** Opening WORKING DATA block **

PR #56732, opened 2026-02-04
Add extension point to customize transaction for persistence methods

ipvalverde:
Currently, if you need to use a specific transaction isolation level (e.g., `:read_committed`) for save/destroy operations on a model, you must either:

1. Wrap every call in an explicit transaction block
2. Monkeypatch `with_transaction_returning_status` entirely, which is fragile and breaks when the method changes upstream

Rails already provides `ActiveRecord.with_transaction_isolation_level` for setting isolation levels globally within a block, but there's no per-model way to configure the implicit transactions that persistence methods create.

## Solution

This PR extracts the transaction creation into an overridable private method:

```ruby
  private
    def implicit_persistence_transaction(connection, &block)
        yield # avoid opening a transaction if one is already open
      else
        super
      end
    end
end
```

The method receives the connection and the block, allowing conditional logic based on whether a transaction is already open. This gives caller full control over the logic.

## Alternative considered

[PR implementation](https://github.com/rails/rails/pull/56673)

Although this would allow tweaking the transaction create, it would not give as much control as the current implementation. For example, it would not allow skipping transaction creation or adding custom handling for `ActiveRecord::Rollback` exceptions or `throw` that might happen as part of the callbacks.

@eileencodes @matthewd @kirs 

## Checklist

### DIFF
--- a/activerecord/lib/active_record/transactions.rb
+++ b/activerecord/lib/active_record/transactions.rb
@@ -430,7 +430,7 @@ module ActiveRecord
           status = nil
           ensure_finalize = !connection.transaction_open?
 
-          connection.transaction do
+          implicit_persistence_transaction(connection) do
             add_to_transaction(ensure_finalize || has_transactional_callbacks?)
             remember_transaction_record_state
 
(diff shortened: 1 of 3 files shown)


activerecord/lib/active_record/transactions.rb
```diff
@@ -541,5 +541,33 @@ def add_to_transaction(ensure_finalize = true)
...
+      #       def in_implicit_transaction_for_persistence(connection, &block)
+      #         if connection.transaction_open?
+      #           yield
+      #         else
+      #           super
+      #         end
+      #       end
+      #   end
+      #
+      def in_implicit_transaction_for_persistence(connection, &block)
```
eileencodes: I don't love this API name, it's kind of a mouthful. How about `implicit_persistence_transaction`?

ipvalverde: Thanks, updated it!

PR #56737, opened 2026-02-04
Fix key generator hash digest class caching issue

Saidbek:
### Motivation / Background

[Fix #56736]

When `Rails.app.key_generator` was accessed in an initializer before `config.active_support.key_generator_hash_digest_class` was applied, it would cache a key generator with the wrong hash digest class.

### Detail

The cache key for `Rails.app.key_generator` now includes both `secret_key_base` and `hash_digest_class` as `[secret_key_base, hash_digest_class]`. This ensures that different hash digest classes get different cached generators, preventing stale generators from being reused when the hash digest class changes.

### Checklist

### DIFF
--- a/railties/lib/rails/application.rb
+++ b/railties/lib/rails/application.rb
@@ -176,11 +176,17 @@ module Rails
     # specified +secret_key_base+. The return value is memoized, so additional
     # calls with the same +secret_key_base+ will return the same key generator
     # instance.
+    #
+    # The cache key includes both the +secret_key_base+ and the current
+    # hash_digest_class to ensure that key generators are properly invalidated
+    # when the hash digest class changes.
     def key_generator(secret_key_base = self.secret_key_base)
       # number of iterations selected based on consultation with the google security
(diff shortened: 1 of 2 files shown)


6temes:
I opened an alternative fix in #56746 that takes a different approach — raising a `RuntimeError` instead of changing the memoization key.

The concern with the cache-key approach is that it doesn't protect code that captures the early reference. For example:

```ruby
# config/initializers/repro.rb
VERIFIER = ActiveSupport::MessageVerifier.new(
  Rails.application.key_generator.generate_key("replies"),
  url_safe: true,
)
```

Here `key_generator` is called once during initialization, before `key_generator_hash_digest_class` is applied. The returned instance uses SHA1, and `VERIFIER` holds keys derived from it for the lifetime of the process. A subsequent call to `key_generator` after initialization would return a correct SHA256 instance, but `VERIFIER` is already poisoned.

Raising early makes the misconfiguration impossible to miss, and the error message guides the developer toward a lazily-initialized method instead of a constant.

PR #56742, opened 2026-02-05
Read from `ENV['REVISION']` if present

cocoahero:
### Motivation / Background

A common pattern on many deployment providers is setting the revision via ENV. This is arguably preferred over writing a REVISION file or bundling the git history. This PR updates the `Rails.app.revision` behavior to check `ENV["REVISION"]` before falling back to the `REVISION` file or `git rev-parse`.

### Checklist


rafaelfranca:
I'd like to avoid complicating this code more. We already support using the setter.

PR #56746, opened 2026-02-06
Raise when key_generator is accessed before after_initialize

### LINKED ISSUE #51750: ActiveSupport::KeyGenerator hash digest class differs during and after application initialization
Since rails 7.0, [default hash digest class](https://guides.rubyonrails.org/configuring.html#config-active-support-key-generator-hash-digest-class) for `ActiveSupport::KeyGenerator` is SHA256. 
This SHA256 hash digest class is set through configuration in an `after_initialize` [as found in ActiveSupport railtie](https://github.com/rails/rails/blob/main/activesupport/lib/active_support/railtie.rb).

The problem is that the source code for `ActiveSupport::KeyGenerator` defines a default SHA1 hash digest class if the configuration hash digest class have not been set up. 
It means that using this `KeyGenerator` during application initialization (with SHA1) differs from using it after initialization (with SHA256).

### Steps to reproduce
In any initializer file, print the hash digest class for `ActiveSupport::KeyGenerator`, let's say in `app/config/initializers/digest_class.rb`

```ruby
p ActiveSupport::KeyGenerator.hash_digest_class
```

Then open a rails console in your local environment with `config.eager_load = true`
=> The initializer will print **SHA1**. 
But if you print the same code in the console, it will print **SHA256**.

### Expected behavior
I would expect the `KeyGenerator` to have the same behaviour during and after initialization. 
Because for instance, if we generate a key in an initializer using `ActiveSupport::KeyGenerator#generate_key`, it will be a key generated with SHA1 hash digest class whereas **we expect it to be generated with a SHA256** hash digest class.

Is there a reason why the hash digest class is set in an `after_initialize` ?

### System configuration
**Rails version**:
7.0.7

**Ruby version**:
3.0.6

6temes:
Fixes #51750
Fixes #56736

### Motivation

`Rails.application.key_generator` silently returns a misconfigured
instance when accessed during eager loading.

`config.load_defaults 7.0`+ sets `key_generator_hash_digest_class =
SHA256`, but this is only applied in an `after_initialize` callback.
Eager loading runs **before** `after_initialize`, so any class constant
that calls `key_generator` during eager load gets a `KeyGenerator`
locked to SHA1. This instance is then memoized, poisoning all
subsequent key derivations — including unrelated `MessageVerifier`
instances.

The failure mode is entirely silent: no warning, no error, just wrong
HMAC signatures at runtime (`InvalidSignature: mismatched digest`).

Previously reported in #51750 and #56736.

### Example

```ruby
class Message < ApplicationRecord
  # Evaluated during eager loading, before after_initialize
  VERIFIER = ActiveSupport::MessageVerifier.new(
    Rails.application.key_generator.generate_key("replies"),
    url_safe: true,
  )
end
```

This single constant poisons the memoized `key_generator` for the
entire process, breaking every `MessageVerifier` in the application.

### Change

`key_generator` now raises `RuntimeError` if called before the
`key_generator_hash_digest_class` configuration has been applied and a
custom digest class is configured. The error message explains the issue
and suggests using a lazily-initialized method instead of a constant.

The guard uses a dedicated `@key_generator_hash_digest_class_applied`
flag rather than `initialized?` because Rails internals (ActiveStorage,
ActiveRecord) legitimately call `key_generator` during
`after_initialize` callbacks — when `initialized?` is still `false`.
The flag is set by the `set_key_generator_hash_digest_class` callback
immediately after applying the digest class, so subsequent
`after_initialize` callbacks can safely access `key_generator`.

Apps that do not configure `key_generator_hash_digest_class` (pre-7.0
defaults or no explicit config) are unaffected — the guard only
activates when there is a known misconfiguration risk.

### DIFF
--- a/activesupport/lib/active_support/railtie.rb
+++ b/activesupport/lib/active_support/railtie.rb
@@ -160,6 +160,7 @@ module ActiveSupport
       config.after_initialize do
         if klass = app.config.active_support.key_generator_hash_digest_class
           ActiveSupport::KeyGenerator.hash_digest_class = klass
+          app.send(:key_generator_hash_digest_class_applied!)
         end
       end
     end
--- a/railties/CHANGELOG.md
+++ b/railties/CHANGELOG.md
@@ -23,6 +23,19 @@
 
     *Lewis Buckley*
 
+*   Raise when `key_generator` is accessed before `key_generator_hash_digest_class` is applied.
+
+    Calling `Rails.application.key_generator` during eager loading silently
+    returned an instance configured with the wrong digest class (SHA1 instead
+    of SHA256), because `key_generator_hash_digest_class` is only applied in
+    an `after_initialize` callback. The memoized instance then poisoned all
+    subsequent key derivations for the process.
+
+    The key generator now raises if accessed before the digest class has been
+    applied and a custom digest class is configured.
+
+    *Daniel López Prat*
+
 *   Avoid adding `Rack::Sendfile` to the middleware stack if `config.action_dispatch.x_sendfile_header` is `nil`.
 
     The middleware behave as a noop in such case so it's pointless to have it in the stack.
--- a/railties/lib/rails/application.rb
+++ b/railties/lib/rails/application.rb
@@ -121,6 +121,7 @@ module Rails
       @ran_load_hooks    = false
       @revision          = nil
       @revision_initialized = false
+      @key_generator_hash_digest_class_applied = false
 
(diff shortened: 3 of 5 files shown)


6temes:
Worth noting: this guard only protects `key_generator`, not `message_verifier` or `secret_key_base`, which also depend on the key generator transitively. It might be worth adding the same guard to `message_verifier` as a follow-up.

PR #56747, opened 2026-02-06
Narrow rescue in pk_and_sequence_for

nicolasva:
...Narrow rescue clause in pk_and_sequence_for to ActiveRecord::StatementInvalid

### DIFF
--- a/activerecord/lib/active_record/connection_adapters/postgresql/schema_statements.rb
+++ b/activerecord/lib/active_record/connection_adapters/postgresql/schema_statements.rb
@@ -571,6 +571,8 @@ module ActiveRecord
             SQL
           end
 
+          return nil if result.nil? || result.empty?
+
           pk = result.shift
           if result.last
             [pk, PostgreSQL::Name.new(*result)]
--- a/activerecord/lib/active_record/connection_adapters/postgresql/schema_statements.rb
+++ b/activerecord/lib/active_record/connection_adapters/postgresql/schema_statements.rb
@@ -578,7 +578,7 @@ module ActiveRecord
             [pk, nil]
           end
         rescue ActiveRecord::StatementInvalid => e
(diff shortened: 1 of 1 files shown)


bhushangahire:
Good change. Worth noting this is actually two improvements bundled:

1. **Explicit `nil`/`empty` short-circuit after the second query** (line 575 of the original would have raised `NoMethodError` on `result.shift` when the second query found no rows — silently swallowed by the bare rescue).
2. **Rescue narrowed** from `StandardError` to `ActiveRecord::StatementInvalid`, with a warn log.

Both are improvements over the silent catch-all. A few things to consider:

**1. Test coverage**

No test added for either path. At minimum: a table that exists but has no PK/sequence should return `nil` cleanly (the new explicit branch). Hard to write without a real Postgres connection, but the PG test suite already does that — a fixture without a sequence would exercise the change.

**2. `PG::Error` is no longer caught**

`ActiveRecord::StatementInvalid` wraps most adapter errors, but not always — e.g., a connection-level `PG::ConnectionBad` can surface directly in some code paths. Previously the bare rescue absorbed those into `nil`. Is propagation the intended behavior? If yes, an inline comment explaining the choice would help future readers.

**3. PR scope vs. title**

The title says "narrow rescue" but the diff also adds a `nil`/`empty` guard *and* a warn log side effect. Either expand the title/description to cover all three, or split into a follow-up PR for the logging change. The logging in particular is a behavior change apps will notice.

**4. Log level**

`warn` on a routine schema introspection failure could get noisy if the calling code is in a retry loop. `debug` might be more appropriate, since the caller already gets a `nil` signal.

Core change is good — these are nits.

rafaelfranca:
@bhushangahire can you stop posting AI generated reviews here? Those aren't helpful.

rafaelfranca (changes requested):
Can you explain why this change, and add tests for it?

fatkodima:
Closing. Please explain the reasoning and we will reopen.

** Closing WORKING DATA block **

WHAT TO DO = In the listing above, find each line where "github" occurs and copy it.

EXERCISE RESPONSE =
[PR implementation](https://github.com/rails/rails/pull/56673)
This SHA256 hash digest class is set through configuration in an `after_initialize` [as found in ActiveSupport railtie](https://github.com/rails/rails/blob/main/activesupport/lib/active_support/railtie.rb).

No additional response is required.